🤖 AI Summary
This work challenges the prevailing assumption that larger sampling budgets inherently improve performance in preference optimization for mathematical reasoning, demonstrating that excessive sampling (e.g., Best-of-N with large N) can degrade results due to inefficient exploration, policy collapse, and amplification of verifier noise. The authors propose PACE, a novel approach that leverages failure cases to generate high-fidelity synthetic preference pairs under an extremely low sampling budget (2 < N < 3). Integrated within a proximal alignment framework, PACE achieves superior performance over DPO-R1 (N=16) using only approximately one-fifth of the computational resources, while exhibiting greater robustness to reward hacking and label noise.
📝 Abstract
Iterative Direct Preference Optimization has emerged as the state-of-the-art paradigm for aligning Large Language Models on reasoning tasks. Standard implementations (DPO-R1) rely on Best-of-N sampling (e.g., $N \ge 8$) to mine golden trajectories from the distribution tail. In this paper, we challenge this scaling hypothesis and reveal a counter-intuitive phenomenon: in mathematical reasoning, aggressive exploration yields diminishing returns and even catastrophic policy collapse. We theoretically demonstrate that scaling $N$ amplifies verifier noise and induces detrimental distribution shifts.

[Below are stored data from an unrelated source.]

Issue #1316, opened 2023-11-04
[v7] Propagate secretness from `labels` to `pulumiLabels` and `effectiveLabels`


iwahbe:
## Hello!

- Vote on this issue by adding a 👍 reaction
- If you want to implement this feature, comment to let us know (we'll work with you on design, scheduling, etc.)

## Issue details

`labels` can contain secrets. If a label (or the `labels` block) is a secret, then it will be encrypted in state. We need to make sure that we see the same behavior when propagated to `effectiveLabels` and `pulumiLabels`.

iwahbe:
We have hedged to by making `pulumiLabels` and `effectiveLabels` secret: https://github.com/pulumi/pulumi-gcp/commit/ab4ff6e3db073ce78e0f12a4a0d1bead539b6bce by @guineveresaenger. 

I'm leaving this issue open for finer grained secrets when https://github.com/pulumi/pulumi-terraform-bridge/issues/1506 is implemented.

PR #1317, opened 2023-11-04
Enforce labels secretness

iwahbe:
Fixes https://github.com/pulumi/pulumi-gcp/issues/1316

This is a WIP PR. The code should be complete, but there are not any tests.

Update:

The bridge is not currently set up to accept secrets from the engine:

https://github.com/pulumi/pulumi-terraform-bridge/blob/218029989c4c3e1086b576dada10f77ccff30cf9/pkg/tfbridge/provider.go#L537-L539

https://github.com/pulumi/pulumi-terraform-bridge/blob/218029989c4c3e1086b576dada10f77ccff30cf9/pf/internal/plugin/provider_server.go#L274-L279

The code in this PR propagates secrets, but it never receives secrets to propagate. Enforcing this will require allowing the bridge to accept secrets. Doing so safely is a large project.


iwahbe:
Blocked on https://github.com/pulumi/pulumi-terraform-bridge/issues/1506.

PR #1321, opened 2023-11-06
Add Output Transformer to set aggregate labels fields Secret at runtime

guineveresaenger:
Missing a few test cases. Thinking this is the correct direction. 

Here's an example console output:

```
@guin:gcp-labels🦉 pulumi up
Previewing update (dev)

View in Browser (Ctrl+O): https://app.pulumi.com/guinevere-pulumi-corp/dev/dev/previews/5b1266d0-aaf1-4aa3-9aa3-faadf930618e

     Type                     Name          Plan       Info
 +   pulumi:pulumi:Stack      dev-dev       create     2 warnings
 +   ├─ pulumi:providers:gcp  gcp-provider  create     
 +   └─ gcp:storage:Bucket    my-bucket     create     

Diagnostics:
  pulumi:pulumi:Stack (dev-dev):
    warning: using pulumi-resource-gcp from $PATH at /Users/guin/go/src/github.com/pulumi/pulumi-gcp/bin/pulumi-resource-gcp
    warning: using pulumi-resource-gcp from $PATH at /Users/guin/go/src/github.com/pulumi/pulumi-gcp/bin/pulumi-resource-gcp

Outputs:
    bucketName       : output<string>
    pulumiAllLabels  : [secret]
    resourceSetLabels: [secret]

Resources:
    + 3 to create

Do you want to perform this update? yes
Updating (dev)

View in Browser (Ctrl+O): https://app.pulumi.com/guinevere-pulumi-corp/dev/dev/updates/75

     Type                     Name          Status              Info
 +   pulumi:pulumi:Stack      dev-dev       created (4s)        2 warnings
 +   ├─ pulumi:providers:gcp  gcp-provider  created (0.08s)     
 +   └─ gcp:storage:Bucket    my-bucket     created (2s)        

Diagnostics:
  pulumi:pulumi:Stack (dev-dev):
    warning: using pulumi-resource-gcp from $PATH at /Users/guin/go/src/github.com/pulumi/pulumi-gcp/bin/pulumi-resource-gcp
    warning: using pulumi-resource-gcp from $PATH at /Users/guin/go/src/github.com/pulumi/pulumi-gcp/bin/pulumi-resource-gcp

Outputs:
    bucketName       : "gs://my-bucket-e7310c1"
    pulumiAllLabels  : [secret]
    resourceSetLabels: [secret]

Resources:
    + 3 created

Duration: 5s
```

### DIFF
--- a/provider/labels.go
+++ b/provider/labels.go
@@ -36,6 +36,14 @@ func fixLabelNames(prov *tfbridge.ProviderInfo) {
 			currentPath = currentPath[:len(currentPath)-1]
 			currentPath = append(currentPath, info.Name)
 			*paths = append(*paths, currentPath)
+
+			// This field represents an aggregate of resource-level `labels` and provider-level `defaultLabels` fields.
+			// To avoid leaking secrets set via Input on those fields, we mark this field as unconditionally Secret.
+			info.Secret = tfbridge.True()
+		}
+		// Also set `effectiveLabels` to Secret.
+		if key == "effective_labels" {
+			info.Secret = tfbridge.True()
 		}
 
 		if m == nil {
@@ -100,7 +108,6 @@ func fixLabelNames(prov *tfbridge.ProviderInfo) {
 		// Rename pulumiLabel fields and obtain paths
 		labelPaths := update(rMap.Get(token).Schema(), &info.Fields)
 		if len(labelPaths) > 0 {
-			info.TransformOutputs = setLabelsFieldsSecret
 			info.TransformFromState = ensureLabelPathsExist(labelPaths)
 		}
 	}
@@ -128,13 +135,4 @@ func ensureLabelPathsExist(paths []resource.PropertyPath) tfbridge.PropertyTrans
 		}
 		return obj.ObjectValue(), nil
 	}
-}
-
-// If a resource has a `labels` field, the upstream provider will add the new aggregate label fields, `effectiveLabels`
-// and `terraformLabels`. To protect against accidental leaking of secrets via aggregation from resource-level `labels`
-// and provider-level `defaultLabels` fields, at runtime, we set these Outputs to Secret, if present.
-func setLabelsFieldsSecret(ctx context.Context, prop resource.PropertyMap) (resource.PropertyMap, error) {
-	prop["pulumiLabels"] = resource.MakeSecret(prop["pulumiLabels"])
-	prop["effectiveLabels"] = resource.MakeSecret(prop["effectiveLabels"])
-	return prop, nil
 }


t0yv0 (changes requested):
I'd like to offer a schema based approach instead

AWS is converging on:

```
 fields["tags_all"].Secret = &yes 
```

e.g. in https://github.com/pulumi/pulumi-aws/pull/2944/files#diff-34c57e622183cb0d8dd0d3f9eaa0861b3340120e9b2ad811bac7ac7be4cea4b1R7188

Then the bridge does the necessary marking.

AWS started off with a similar approach through output transformers, but the secret leak tests detected that the secret still can escape via Pulumi inputs which are not subject to the transformers.. 

This may or may not apply to the GCP situation, but testing it out takes time, and anyway relying on the bridge to treat a field as secret is a tad simpler as far as this repo is concerned.

provider/labels.go
```diff
@@ -128,3 +129,12 @@ func ensureLabelPathsExist(paths []resource.PropertyPath) tfbridge.PropertyTrans
 		return obj.ObjectValue(), nil
 	}
 }
+
+// If a resource has a `labels` field, the upstream provider will add the new aggregate label fields, `effectiveLabels`
+// and `terraformLabels`. To protect against accidental leaking of secrets via aggregation from resource-level `labels`
+// and provider-level `defaultLabels` fields, at runtime, we set these Outputs to Secret, if present.
+func setLabelsFieldsSecret(ctx context.Context, prop resource.PropertyMap) (resource.PropertyMap, error) {
+	prop["pulumiLabels"] = resource.MakeSecret(prop["pulumiLabels"])
+	prop["effectiveLabels"] = resource.MakeSecret(prop["effectiveLabels"])
```
iwahbe, line 138: This doesn't apply to nested secrets. I agree with @t0yv0 that we should, do this in the schema, not at runtime.

Is there a reason why something like this doesn't work:

```patch
 provider/labels.go | 3 +++
 1 file changed, 3 insertions(+)

diff --git a/provider/labels.go b/provider/labels.go
index 7fff7348c..12e84afa1 100644
--- a/provider/labels.go
+++ b/provider/labels.go
@@ -26,6 +26,7 @@ func fixLabelNames(prov *tfbridge.ProviderInfo) {
 	) {
 		if key == "terraform_labels" {
 			info.Name = "pulumiLabels"
+			info.Secret = tfbridge.True()
 			// Gather all paths to pulumiLabels
 			for _, v := range currentPath {
 				if v, ok := v.(string); ok && v == "*" {
@@ -36,6 +37,8 @@ func fixLabelNames(prov *tfbridge.ProviderInfo) {
 			currentPath = currentPath[:len(currentPath)-1]
 			currentPath = append(currentPath, info.Name)
 			*paths = append(*paths, currentPath)
+		} else if key == "effective_labels" {
+			info.Secret = tfbridge.True()
 		}
 
 		if m == nil {
```

guineveresaenger: Yeah - I was thinking if we are looking to improve Secrets handling in the future, then perhaps it doesn't entirely make sense to fully schematize the Secrets here, as a fix would mean a schema change. But at that point it's six of one, half a dozen of the other.

iwahbe (approved):
Let's make sure we have a test that `pulumiLabels` values don't show up in the state file. We might already, I'm not sure.

Other then that, LGTM

t0yv0 (approved):

guineveresaenger:
Closing via #1238

PR #1325, opened 2023-11-08
fixed test name to not clash

dixler:
Part of https://github.com/pulumi/pulumi/issues/14323

Changes the name to `TestAccWebserverPy`.

When running `make test` the test case name `TestAccWebserver` clashes with another test.


guineveresaenger (approved):
Can we add a brief description of why this change is needed, for context?

Otherwise LGTM.

PR #1335, opened 2023-11-14
Cleanup version prefix

t0yv0:
We set VERSION_PREFIX temporarily during the v7 release to make sure pulumictl versions code as 7.x.x; it is no longer necessary now that pulumictl will be finding a 7.x. tag in Git history.


thomas11 (approved):
ah, good old `VERSION_PREFIX`, confuser of developers

Issue #1353, opened 2023-11-15
Java build failure during SDK release job


t0yv0:
### What happened?

```/home/runner/work/pulumi-gcp/pulumi-gcp/sdk/java/src/main/java/com/pulumi/gcp/compute/inputs/GlobalForwardingRuleState.java:1169: error: unknown tag: pattern:
         *   @pattern: \d+(?:-\d+)?
             ^
23 errors

```

It appears that the release workflow https://github.com/pulumi/pulumi-gcp/actions/runs/6881931301/job/18720430202#step:3:6581 did not build (or publish) the Java SDK properly.

### Example

N/A

### Output of `pulumi about`

N/A

### Contributing

Vote on this issue by adding a 👍 reaction. 
To contribute a fix for this issue, leave a comment (and link to your pull request, if you've opened one already).

guineveresaenger:
A rerun resulted in the same error: https://github.com/pulumi/pulumi-gcp/actions/runs/6881931301/job/18728079843#step:3:2830

t0yv0:
Ah I see I guess we're expecting 7.1.x patch to relese but we forfeit having 7.1.0 in https://central.sonatype.com/artifact/com.pulumi/gcp/versions .. slightly unfortunate but does indeed resolve the problem. Thank you.

PR #1357, opened 2023-11-16
Patch documentation for Compute Forwarding Rule and Compute Global Forwarding Rule

guineveresaenger:
Upstream introduced what looks to be a spurious string `@pattern: \d+(?:-\d+)?` to the description for ComputeForwardingRule and ComputeGlobalForwardingRule. We need to patch this because Javadoc interprets this string as a Javadoc tag, but such a tag does not exist. This resulted in a [failure to publish the Java SDK](https://github.com/pulumi/pulumi-gcp/actions/runs/6881931301/job/18728079843) on GCP v7.1.0. 

Note that this patch _only_ addresses the documentation files. It seems likely that the upstream markdown is generated from the schema description, but as we on our end directly read from the markdown for the docs, this presents the minimum necessary change.

After this is merged, we can cut a patch version, which should result in successful publication of the Java SDK as version 7.1.1.

Follow-up issue here: https://github.com/pulumi/pulumi-java/issues/1271

Fixes https://github.com/pulumi/pulumi-gcp/issues/1353

- Add patch to remove a docstring that Java docstring does not recognize
- make schema and sdks

### DIFF
--- a/patches/0001-Allow-disabling-the-partner-name.patch
+++ b/patches/0001-Allow-disabling-the-partner-name.patch
@@ -1,7 +1,7 @@
 From 0000000000000000000000000000000000000000 Mon Sep 17 00:00:00 2001
 From: Daniel Bradley <daniel@pulumi.com>
 Date: Tue, 7 Mar 2023 11:09:59 +0000
-Subject: [PATCH 1/9] Allow disabling the partner name
+Subject: [PATCH 01/10] Allow disabling the partner name
 
 Add options to set or disable partner name.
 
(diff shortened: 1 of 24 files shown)


iwahbe (approved):
LGTM

Could we open an associated issue in pu/pu? In theory a valid schema should result in a publishable package.

guineveresaenger:
I did open https://github.com/pulumi/pulumi-java/issues/1271 as it's pretty java specific. Will edit the PR description.

PR #1364, opened 2023-11-20
Extended documentation for engineSplitTraffic

dulakm:
I believe the docs for `migrateTraffic` are not easily accessible. I had to look into Terraform provider code to understand that `patch` is being used. The docs should be more explainable now.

To resolve this, we introduce \textbf{PACE} (Proximal Alignment via Corrective Exploration), which replaces brute-force mining with a generation-based corrective strategy. Operating with a minimal budget ($2<N<3$), PACE synthesizes high-fidelity preference pairs from failed explorations. Empirical evaluations show that PACE outperforms DPO-R1 $(N=16)$ while using only about $1/5$ of the compute, demonstrating superior robustness against reward hacking and label noise.